Eire, Ireland. It has been the land of poets and rebels for more than a thousand years. Perhaps that is the reason that every generation has had its rebel songs. I want to talk about one such song, “My Dark Rosaleen”. You might know the words. It begins:
O MY Dark Rosaleen,
Do not sigh, do not weep!
The priests are on the ocean green,
They march along the deep.
There’s wine from the royal Pope,
Upon the ocean green;
And Spanish ale shall give you hope,
My Dark Rosaleen!
My own Rosaleen!
For the complete text, go here.
Or you might remember hearing someone singing it. Here’s John McCormick:
Like most Irish I know the song. My father would sing it, along with a raft of others. Then I discovered the poem.
James Clarence Mangan wrote the poem which was published in The Nation in 1846. Actually, this was one of three translations of an older poem from Gaelic to English.
1846 was a beginning of the Great Famine that would see the sons and daughters of Erin leave or die in numbers beyond imagining. During the famine approximately one million people died and a million more emigrated from Ireland, causing the island’s population to fall by between 20% and 25%.
Although the potato crop failed, the country was still producing and exporting more than enough grain crops to feed the population. Records show during the period Ireland was exporting approximately thirty to fifty shiploads per day of food produce.
The 1690 Penal laws were still in effect. To speak of rebellion would bring death. The memory of the rebellions of 1798 and 1803 remained in the minds of the ruled and the rulers.

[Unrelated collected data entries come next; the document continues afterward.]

PR #838, opened 2020-02-19
[SLE-7188] Default to SUSE ntp servers

imobachgs:
Use the new `Y2Network::NtpServer` when proposing the default values for NTP servers.

Related PR: https://github.com/yast/yast-network/pull/1039

### DIFF
--- a/src/lib/installation/dialogs/ntp_setup.rb
+++ b/src/lib/installation/dialogs/ntp_setup.rb
@@ -22,6 +22,7 @@
 require "yast"
 require "cwm/dialog"
 require "installation/widgets/ntp_server"
+require "y2network/ntp_server"
 
 module Installation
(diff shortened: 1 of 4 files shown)


src/lib/installation/dialogs/ntp_setup.rb
```diff
@@ -68,7 +69,7 @@ def ntp_servers
         # TODO: use Yast::NtpClient.ntp_conf if configured
         # to better handle going back
         servers = dhcp_ntp_servers
```
teclator: As already commented in yast/yast-network#1039 I would like to move all this logic to a Y2Network::NtpServer#ntp_servers but let it for the future

teclator:
LGTM once rebased and fixed the conflicts

PR #839, opened 2020-02-20
Self-update control file

imobachgs:
Using the self-update is not possible to replace the `control.xml` file unless you craft a special package that contains that file in the root filesystem. This PRs extends the the self-update mechanism to update the `/control.xml` file with `/usr/lib/skelcd/CD1/control.xml`, which is where `skelcd-control-CAASP`, `skelcd-control-Kubic`, `skelcd-control-leanos`, `skelcd-control-MicroOS` and `skelcd-control-openSUSE` put the control file.

### DIFF
--- a/src/lib/installation/updates_manager.rb
+++ b/src/lib/installation/updates_manager.rb
@@ -55,6 +55,9 @@ module Installation
     # Repo is unreachable (name solving issues, etc.).
     class CouldNotProbeRepo < RepoError; end
 
+    # The control file was not updated due to some problem
+    class CouldNotUpdateControlFile < RepoError; end
+
     DRIVER_UPDATES_PATHS = [Pathname("/update"), Pathname("/download")].freeze
 
     # Constructor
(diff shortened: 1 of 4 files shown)


src/lib/installation/updates_manager.rb
```diff
@@ -110,14 +113,30 @@ def add_repository(uri)
...
+  private
+
+    NEW_CONTROL_FILE_PATH = "/usr/lib/skelcd/CD1/control.xml".freeze
+    APPLY_CMD = "/sbin/adddir %<source>s /".freeze
+
+    # Replaces the control file with the the updated one (if it exists)
+    def replace_control_file
+      return unless File.exist?(NEW_CONTROL_FILE_PATH)
+      cmd = format(APPLY_CMD, source: File.dirname(NEW_CONTROL_FILE_PATH))
+      out = Yast::SCR.Execute(Yast::Path.new(".target.bash_output"), cmd)
```
lslezak: I think using [`Yast::Execute.locally!`](https://github.com/yast/yast-yast2/blob/master/library/system/src/lib/yast2/execute.rb#L107) would be better here, `.target.bash_output` normally works in `/mnt`, luckily it's not mounted yet at this point. That call also raises an exception on failure, so no need for extra error handling.

src/lib/installation/updates_manager.rb
```diff
@@ -110,14 +113,30 @@ def add_repository(uri)
...
     def repositories?
       !repositories.empty?
     end
+
+  private
+
+    NEW_CONTROL_FILE_PATH = "/usr/lib/skelcd/CD1/control.xml".freeze
+    APPLY_CMD = "/sbin/adddir %<source>s /".freeze
+
+    # Replaces the control file with the the updated one (if it exists)
```
lslezak: Typo

```suggestion
    # Replaces the control file with the updated one (if it exists)
```

lslezak:
Thanks! Now it looks much better! :+1:

imobachgs:
Thanks for the review!

PR #840, opened 2020-02-27
Show Release Notes for Add-On Products

shundhammer:
## Bugzilla

https://bugzilla.suse.com/show_bug.cgi?id=1158287

## Trello

https://trello.com/c/vmm7flFk/

## Problem

The release notes for add-on products were not shown any more.

## Fix

Don't use `Product.with_status()` because that uses `all_products()` without the `force_repos` parameter.

In the case of online media, this means that it only uses products from the control file which means you will only get base products.

Now using `all_products()` directly, but _with_ the `force_repos` parameter, so we get all products from all repos; and now we also get SLE-HA, so we can check it for release notes.

## Screenshot

sle-ha-release-notes

### DIFF
--- a/src/lib/installation/clients/inst_download_release_notes.rb
+++ b/src/lib/installation/clients/inst_download_release_notes.rb
@@ -27,6 +27,7 @@
 # $Id$
 
 require "y2packager/product"
+require "y2packager/product_reader"
 
 Yast.import "InstData"
 Yast.import "Pkg"
@@ -100,10 +101,13 @@ module Yast
     def products
       # installed may mean old (before upgrade) in initial stage
       # product may not yet be selected although repo is already added
-      return Y2Packager::Product.with_status(:selected, :installed) unless Stage.initial
-      selected = Y2Packager::Product.with_status(:selected)
+      #
+      # Don't rely on Product.with_status() here, use force_repos (bsc#1158287)
+      all_products = Y2Packager::ProductReader.new.all_products(force_repos: true)
+      return all_products.select { |p| p.status?(:selected, :installed) } unless Stage.initial
+      selected = all_products.select { |p| p.selected? }
       return selected unless selected.empty?
-      Y2Packager::Product.with_status(:available)
+      all_products.select { |p| p.status?(:available) }
     end
 
     # Refresh release notes UI
--- a/src/lib/installation/clients/inst_download_release_notes.rb
+++ b/src/lib/installation/clients/inst_download_release_notes.rb
@@ -107,7 +107,7 @@ module Yast
       # of online media, and that means only base products, no add-ons.
       all_products = Y2Packager::ProductReader.new.all_products(force_repos: true)
       return all_products.select { |p| p.status?(:selected, :installed) } unless Stage.initial
-      selected = all_products.select { |p| p.selected? }
+      selected = all_products.select { |p| p.status?(:selected) }
       return selected unless selected.empty?
       all_products.select { |p| p.status?(:available) }
     end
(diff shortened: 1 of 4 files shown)


src/lib/installation/clients/inst_download_release_notes.rb
```diff
@@ -100,10 +101,13 @@ def main
     def products
       # installed may mean old (before upgrade) in initial stage
       # product may not yet be selected although repo is already added
-      return Y2Packager::Product.with_status(:selected, :installed) unless Stage.initial
-      selected = Y2Packager::Product.with_status(:selected)
+      #
+      # Don't rely on Product.with_status() here, use force_repos (bsc#1158287)
```
lslezak: I think we should also comment *why* we cannot use it here, something like "for the online medium it only reads the products from the control file (the base products, no addons)".

test/lib/clients/inst_download_release_notes_test.rb
```diff
@@ -19,13 +20,24 @@
...
+
     let(:textmode) { true }
     let(:packages_init_called) { true }
 
     before do
       allow(Yast::UI).to receive(:TextMode).and_return(textmode)
-      allow(Y2Packager::Product).to receive(:with_status).with(:selected)
-        .and_return([sles, sdk])
+      allow(Y2Packager::ProductReader).to receive(:new).and_return(prod_reader)
+      allow(Y2Packager::ProductReader).to receive(:all_products)
```
imobachgs: `ProductReader` does not implement `.all_products` (it is an instance method). Maybe you wanted to do `allow(prod_reader)...`.

test/lib/clients/inst_download_release_notes_test.rb
```diff
@@ -19,13 +20,24 @@
...
+        .with(force_repos: true).and_return(products))
+      allow(Y2Packager::Product).to receive(:status?).with(:selected)
```
imobachgs: `status?` is an instance method.

test/lib/clients/inst_download_release_notes_test.rb
```diff
@@ -19,13 +20,24 @@
...
     let(:textmode) { true }
     let(:packages_init_called) { true }
 
     before do
       allow(Yast::UI).to receive(:TextMode).and_return(textmode)
-      allow(Y2Packager::Product).to receive(:with_status).with(:selected)
-        .and_return([sles, sdk])
+      allow(Y2Packager::ProductReader).to receive(:new).and_return(prod_reader)
+      allow(Y2Packager::ProductReader).to receive(:all_products)
+        .with(force_repos: true).and_return(products))
```
imobachgs: RuboCop complains about a syntax error here (you just need to remove the last parenthesis).

src/lib/installation/clients/inst_download_release_notes.rb
```diff
@@ -107,7 +107,7 @@ def products
       # of online media, and that means only base products, no add-ons.
       all_products = Y2Packager::ProductReader.new.all_products(force_repos: true)
       return all_products.select { |p| p.status?(:selected, :installed) } unless Stage.initial
-      selected = all_products.select { |p| p.selected? }
+      selected = all_products.select { |p| p.status?(:selected) }
```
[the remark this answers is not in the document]
shundhammer: Yes, I know that rubocop meant that gibberish notation. That's what I was so upset about in IRC. That notation just obfuscates the code.

shundhammer:
Since the unit test relies very much on implementation details and merrily mocks them to fit, it failed at many places after the changes; that's why I had to adapt them in so many places.

PR #841, opened 2020-03-12
Stop plymouth splash to avoid serial terminal splutter.

qiangzhao:
Hi Yast-team:
I have a little modification to
Stop Plymouth animation splash before the installation program run, it will avoid mass up the serial screen's character garbled (bnc#1164123).
Thanks for the review.

### DIFF
--- a/startup/YaST2.First-Stage
+++ b/startup/YaST2.First-Stage
@@ -18,6 +18,11 @@
 #
 #set -x
 #=============================================
+# 0) Stop boot animation.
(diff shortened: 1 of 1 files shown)


wfeldt:
plymouth is already stopped before yast runs:

https://github.com/openSUSE/installation-images/blob/master/data/root/etc/inst_setup#L198

wfeldt:
As commented, this pr is not needed as plymouth gets already stopped.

Mangan’s poem is a love song, a love song to the country that was not a nation. In this he was tapping into an older Gaelic poem ‘Róisín Dubh’.
Rosaleen translates as little Rose. The song is named after Róisín Dubh, probably one of the daughters of Hugh O’Neill, earl of Tyrone in the late 16th Century. The song is reputed to have originated in the camps of Red Hugh O’Donnell (1572 – 10 September 1602). He led a rebellion against the English from 1593 to 1603 which has been called the Nine Years War.
A more recent translation of this poem was created by Pádraig Pearse. He was one of the leaders of the Easter Rising of 1916 and died before a firing squad on May 3, 1916. You can find that translation here:
So the song to the little dark Rose spans three hundred years and, two languages. At one end is Red Hugh O’Donnell, and on the other is Pádraig Pearse.